Vancouver, Canada, Jul 27, 2010 / 23:10 pm
With “overwhelming support,” a recent meeting of leaders in the Anglican Catholic Church of Canada (ACCC) voted to unite with the Roman Catholic Church through the Apostolic Constitution created by Pope Benedict XVI.
The ACCC, part of the Continuing Anglican Movement, is made up of more than two dozen congregations. Its Eighth Provincial Synod and Thirteenth Diocesan Synod were held simultaneously at the Rosemary Heights Retreat Center in Surrey, British Columbia.
The website VirtueOnline.org published a letter from Dean Shane B. Janzen detailing the event.
The meeting was attended by four ACCC bishops, including Bishop Peter Wilkinson, the communion’s Metropolitan and Ordinary. Archbishop John Hepworth, the Australia-based Primate of the Traditional Anglican Communion (TAC), was also present.
The discussion included the House of Clergy and the House of Laity and focused on the implementation of a proposed Canadian Anglican Catholic Ordinariate under the Apostolic Constitution “Anglicanorum Coetibus.”
Support for the Ordinariate was unanimous in the House of Clergy and received 25 of 30 votes from lay delegates, with two members opposing the proposal and three abstaining.
The synod then passed a resolution enabling Bishop Wilkinson, with the advice and consent of the Provincial Council, to enact the necessary canonical ordinances and rules to establish the Ordinariate.
The House of Clergy elected members of the Interim Governing Council, which nominated and elected Bishop Wilkinson as the first Bishop Ordinary of the proposed Ordinariate.

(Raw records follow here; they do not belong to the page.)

PR #1863, opened 2021-01-20
feat: add typing for YAML

GuillaumeOj:


jd (dismissed):
I'd rather use `refactor` than `feat` here 😉

jd (approved):

PR #1873, opened 2021-01-22
ci: add bandit

sileht:
Fixes MRGFY-275


mergify_engine/actions/label.py
```diff
@@ -1,4 +1,4 @@
-# -*- encoding: utf-8 -*-
+# -*- encoding: utf-8 -*:
```
jd, line 1:
```suggestion
# -*- encoding: utf-8 -*-
```

jd (dismissed):
Add Linear issue?

jd (approved):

According to Dean Janzen’s letter, the Diocesan Council also made financial changes to ensure that the diocese’s restricted funds are protected from “any potential litigation.”
Dean Janzen wrote that the focus of the synod was “the worship and praise of Almighty God; the proclamation of Christ's saving Truth; and faithful witness to the faith, order and discipline to Christ's one, holy, catholic and apostolic Church.”
He reported that attendees left with “a renewed sense of optimism for the future and a clear vision for the present.”
“With the overwhelming support of clergy and laity for unity with the See of Peter and the establishment of a Canadian Anglican Catholic Ordinariate, our Diocese is now able to move forward united, renewed, and hopeful,” his letter read, according to VirtueOnline.